# Plus-size models wearing fat suits are new fashion low



## lovelocs (Aug 5, 2011)

I'm not even going to say anything... 

View attachment dafuck.jpg


----------



## ConnieLynn (Aug 5, 2011)

Fixed the link

And nothing about fashion industry / fashion models surprises me anymore.


----------



## Tania (Aug 5, 2011)

Pff. Or, you know, she could've left the calls to someone who's actually a size 18 and not made the offensive comment about having the body she wants while being able to stay "healthy." I get that people have happy weights and feel that nobody should have to gain or lose weight to work, but what a fucking crappy way of putting it.


----------



## Jon Blaze (Aug 5, 2011)

Unbelievable.


----------



## CarlaSixx (Aug 5, 2011)

I'm not surprised. I've heard of this before. When a model is not thin enough for regular modeling, but not curvy enough for plus size, they lump her in with the plus size and make her wear body pads to smooth out the areas that don't have the kind of curve that the company wants.

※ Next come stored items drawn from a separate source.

PR #5654, opened 2019-10-23
Fix #5621: Change window background colour according to theme

### LINKED ISSUE #5621: App background is still white when using dark theme
When using dark theme and opening settings, you can still see a white background behind the app:
IMG_84D01C043651-1

dnarcese:


Client/Application/AppDelegate.swift
```diff
@@ -64,7 +64,7 @@ class AppDelegate: UIResponder, UIApplicationDelegate, UIViewControllerRestorati
         self.launchOptions = launchOptions
 
         self.window = UIWindow(frame: UIScreen.main.bounds)
-        self.window!.backgroundColor = UIColor.Photon.White100
+        self.window!.backgroundColor = UIColor.theme.browser.background
```
garvankeeley: nit: be nicer as a '?' operator so we won't get linter warnings about use of '!' operator

PR #5686, opened 2019-10-29
Fix #5616: Settings arrow and highlight colour not matching theme

### LINKED ISSUE #5616: Settings colours not correct when changing theme
The Settings item arrows and the press item colour do not correctly change to the correct theme. 

STR
1. Change display to Dark
2. Change display to Light
3. Observe settings screen
IMG_5687C897C761-1

Notice the arrows are barely noticeable and when clicking on an item, the background is dark.

Build: 20.0 Beta (16410)

dnarcese:


Client/Frontend/Settings/AppSettingsOptions.swift
```diff
@@ -1026,11 +1034,21 @@ class NewTabPageSetting: Setting {
     }
 }
 
+func getDisclosureIndicator() -> UIImageView {
```
garvankeeley: `fileprivate` so it is clear it is for this file only

PR #9714, opened 2022-01-01
Do not fulfill previous query with a success when replacing password search with a new term

### LINKED ISSUE #9477: Logins list no longer searchable
## Steps to reproduce

* Install current TestFlight (6528)
* Open Passwords
* Enter a search string that matches a username or URL

### Expected behavior
* Matches are shown when searching 

### Actual behavior
* They are not

* Device: iPhone 13
* Build version: 6528

### Notes

Attachments:

┆Issue is synchronized with this [Jira Task](https://mozilla-hub.atlassian.net/browse/FXIOS-3410)

### LINKED ISSUE #9666: Password Filter (search)
The lower right hand corner of the screen allows us to pull up the stored passwords. Until a couple days ago, one could use the filter feature to search for saved logins and passwords. However, the filter feature no longer works. When typing in a search term, all passwords lists disappear. Please help correct or trouble shoot this, as it has been an important feature I use when the login and passwords do not populate for a site.

┆Issue is synchronized with this [Jira Task](https://mozilla-hub.atlassian.net/browse/FXIOS-3542)

rbclark:
When multiple searches are created the previous query is cancelled with an empty success result. This causes the UI to stop displaying a loading screen. This is very confusing to users, as it makes them believe the search is not working properly. 

Closes #9666 and closes #9477

### DIFF
--- a/Client/Frontend/Login Management/LoginListViewModel.swift
+++ b/Client/Frontend/Login Management/LoginListViewModel.swift
@@ -7,6 +7,10 @@ import Storage
 import Shared
 import AuthenticationServices
 
+struct NewSearchInProgressError: MaybeErrorType {
+    public let description: String
+}
+
 // MARK: - Main View Model
 // Login List View Model
 final class LoginListViewModel {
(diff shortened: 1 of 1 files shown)


rbclark:
I’m not sure why this is failing bitrise but I’m happy to fix it if it’s something I caused if someone can point me in the right direction.

lmarceau (approved):
@rbclark Thanks a lot for the contribution! And the tests are all good, we have some UITests that fail intermittently. I checked and the one that currently fails (testCreateLoginManually) passes locally 👍 LGTM!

It's pathetic, yes, but not unheard of.


----------



## lovelocs (Aug 6, 2011)

Sorry about the link, folks...


----------



## love_my_life (Aug 6, 2011)

I think that articles like this prove what air-heads fashion models actually are...


----------



## mossystate (Aug 6, 2011)

love_my_life said:


> I think that articles like this prove what air-heads fashion models actually are...



Including the fat fashion models?

and

Main board.


----------



## idontspeakespn (Aug 6, 2011)

ConnieLynn said:


> Fixed the link
> 
> And nothing about fashion industry / fashion models surprises me anymore.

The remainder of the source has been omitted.